Semiology enters the depth-psychology and continental linguistics corpus principally through Benveniste’s sustained interrogation of Saussure’s projected science of signs and through Derrida’s deconstruction of the sign’s metaphysical underpinnings. Benveniste treats semiology not as a finished discipline but as an unfinished program bequeathed by Saussure — one that assigned language the privileged position among sign-systems without adequately theorising the relations among them. His Last Lectures at the Collège de France (1968–9) elaborate this inheritance by distinguishing the semiotic (the realm of the sign as socially recognised unit, finite and inventoriable) from the semantic (the realm of enunciation and living discourse), and by introducing the concept of auto-semiotisation — the reflexive capacity of a language to turn upon itself and become its own object, a capacity uniquely enabled by writing.
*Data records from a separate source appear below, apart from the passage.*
PR #2029, opened 2022-05-10
Fix pre-pull images

kron4eg:
**What type of PR is this?**
/kind bug

Because we tried to pre-pull images before upgrading kubeadm it failed
during the upgrade process for kubernetes v1.21 (prior v1beta3 kubeadm).

```release-note
Fix pre-pull images
```


xmudrii (approved):
/approve

PR #2043, opened 2022-05-13
Switch to quay.io from docker.io for calico images

ahmedwaleedmalik:

**What type of PR is this?**

/kind feature

Switching to `quay.io` from `docker.io` for the following images:
- calico/cni
- calico/kube-controllers
- calico/node

Fixes #

```release-note
Switching to quay.io from docker.io for calico cni, kube-controllers, and node images.
```


kron4eg:
please also move to quay.io addons/calico-vxlan images, example:

https://github.com/kubermatic/kubeone/blob/f062a8cb68196a639bb5042f14b38b9fb64539df/addons/calico-vxlan/calico-vxlan.yaml#L4204

ahmedwaleedmalik:
> please also move to quay.io addons/calico-vxlan images, example:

Benveniste further argues that language, as the sole interpretant of all other semiological systems (music, image, kinship), holds a systematically singular position no other sign-system can occupy. Against this constructive project, Derrida’s reading of Hegel’s theory of the sign in ‘Semiology and Psychology’ exposes the metaphysical economy governing sign-theory at large: the sign as provisional absence oriented toward truth, presence deferred. The tension between Benveniste’s productive, enunciative semiology and Derrida’s deconstructive semiology of the trace constitutes the field’s central polarity.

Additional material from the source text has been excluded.